- WORK REQUEST -
If a line in the records below holds the string "false", count it, and state only the final count.
*** INPUT DATA ***
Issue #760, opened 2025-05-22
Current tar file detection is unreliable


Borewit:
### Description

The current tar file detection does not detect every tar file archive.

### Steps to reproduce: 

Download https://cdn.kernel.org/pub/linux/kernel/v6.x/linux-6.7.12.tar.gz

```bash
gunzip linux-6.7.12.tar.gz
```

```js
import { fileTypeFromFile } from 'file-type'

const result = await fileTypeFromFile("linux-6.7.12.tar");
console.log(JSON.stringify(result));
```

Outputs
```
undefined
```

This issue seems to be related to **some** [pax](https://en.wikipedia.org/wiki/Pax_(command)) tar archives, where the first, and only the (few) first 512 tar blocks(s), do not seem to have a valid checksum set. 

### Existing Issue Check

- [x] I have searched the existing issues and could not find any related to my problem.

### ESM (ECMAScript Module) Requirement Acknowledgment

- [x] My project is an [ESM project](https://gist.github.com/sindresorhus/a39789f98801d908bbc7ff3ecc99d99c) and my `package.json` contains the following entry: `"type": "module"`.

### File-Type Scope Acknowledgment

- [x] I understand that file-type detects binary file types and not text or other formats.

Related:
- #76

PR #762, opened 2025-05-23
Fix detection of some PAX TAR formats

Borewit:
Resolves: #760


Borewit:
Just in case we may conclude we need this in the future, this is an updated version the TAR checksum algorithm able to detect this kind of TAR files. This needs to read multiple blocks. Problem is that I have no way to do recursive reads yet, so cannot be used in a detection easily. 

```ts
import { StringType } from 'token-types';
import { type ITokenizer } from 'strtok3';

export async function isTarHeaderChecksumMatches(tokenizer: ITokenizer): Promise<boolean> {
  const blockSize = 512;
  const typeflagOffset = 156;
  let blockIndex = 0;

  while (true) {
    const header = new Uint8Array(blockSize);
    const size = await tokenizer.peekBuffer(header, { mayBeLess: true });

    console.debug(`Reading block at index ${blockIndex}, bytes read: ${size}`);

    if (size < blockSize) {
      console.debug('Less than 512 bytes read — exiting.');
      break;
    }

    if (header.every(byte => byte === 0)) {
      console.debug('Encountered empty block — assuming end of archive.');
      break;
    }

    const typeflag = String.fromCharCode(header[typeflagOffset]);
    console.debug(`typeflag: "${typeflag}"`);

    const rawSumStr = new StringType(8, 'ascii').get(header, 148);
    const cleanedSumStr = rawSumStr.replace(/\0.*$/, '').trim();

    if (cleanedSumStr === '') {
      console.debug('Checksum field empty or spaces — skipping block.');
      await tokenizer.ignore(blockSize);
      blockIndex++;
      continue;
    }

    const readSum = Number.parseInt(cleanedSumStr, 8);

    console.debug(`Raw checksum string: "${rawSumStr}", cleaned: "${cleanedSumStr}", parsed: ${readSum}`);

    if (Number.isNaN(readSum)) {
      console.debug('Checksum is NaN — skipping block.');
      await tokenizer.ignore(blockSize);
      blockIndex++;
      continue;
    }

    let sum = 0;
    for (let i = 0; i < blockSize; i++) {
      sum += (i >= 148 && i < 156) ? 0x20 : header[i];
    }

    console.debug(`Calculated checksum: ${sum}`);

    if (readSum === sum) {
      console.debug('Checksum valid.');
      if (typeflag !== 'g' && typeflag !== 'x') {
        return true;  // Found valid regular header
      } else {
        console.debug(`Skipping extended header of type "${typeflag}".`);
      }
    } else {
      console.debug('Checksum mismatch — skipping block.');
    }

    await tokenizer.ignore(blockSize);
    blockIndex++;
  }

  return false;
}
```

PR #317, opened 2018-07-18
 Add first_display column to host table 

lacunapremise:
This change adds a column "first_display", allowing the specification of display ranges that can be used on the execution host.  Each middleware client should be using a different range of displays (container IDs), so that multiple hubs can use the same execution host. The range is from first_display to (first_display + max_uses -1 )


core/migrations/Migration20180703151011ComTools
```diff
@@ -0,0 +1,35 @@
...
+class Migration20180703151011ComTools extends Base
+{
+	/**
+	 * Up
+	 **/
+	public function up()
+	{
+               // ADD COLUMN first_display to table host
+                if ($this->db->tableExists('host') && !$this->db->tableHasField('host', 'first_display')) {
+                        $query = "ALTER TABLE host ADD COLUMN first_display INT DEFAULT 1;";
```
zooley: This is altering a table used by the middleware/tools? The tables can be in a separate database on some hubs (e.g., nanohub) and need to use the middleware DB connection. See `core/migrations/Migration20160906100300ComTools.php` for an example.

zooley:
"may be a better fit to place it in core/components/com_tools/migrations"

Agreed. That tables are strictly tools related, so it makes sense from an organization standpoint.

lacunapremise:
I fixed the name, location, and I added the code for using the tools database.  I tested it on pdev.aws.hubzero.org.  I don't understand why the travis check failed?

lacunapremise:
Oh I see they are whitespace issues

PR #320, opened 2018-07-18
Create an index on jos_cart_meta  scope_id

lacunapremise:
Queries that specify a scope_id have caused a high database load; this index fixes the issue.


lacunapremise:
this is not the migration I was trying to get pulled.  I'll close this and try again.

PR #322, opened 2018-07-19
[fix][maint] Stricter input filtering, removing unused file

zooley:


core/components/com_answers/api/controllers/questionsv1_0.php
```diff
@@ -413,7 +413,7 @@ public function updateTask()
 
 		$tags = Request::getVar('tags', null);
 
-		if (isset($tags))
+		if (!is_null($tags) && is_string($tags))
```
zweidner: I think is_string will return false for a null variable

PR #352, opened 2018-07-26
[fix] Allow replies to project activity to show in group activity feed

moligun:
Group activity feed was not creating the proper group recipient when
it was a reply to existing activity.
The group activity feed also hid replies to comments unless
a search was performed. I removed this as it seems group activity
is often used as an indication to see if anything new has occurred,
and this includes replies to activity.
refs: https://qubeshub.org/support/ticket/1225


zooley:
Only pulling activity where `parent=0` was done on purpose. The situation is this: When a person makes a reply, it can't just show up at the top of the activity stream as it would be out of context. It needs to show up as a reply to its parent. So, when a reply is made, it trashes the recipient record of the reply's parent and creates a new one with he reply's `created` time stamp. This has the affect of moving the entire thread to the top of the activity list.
*** End of INPUT DATA ***
- WORKED SOLUTION -
2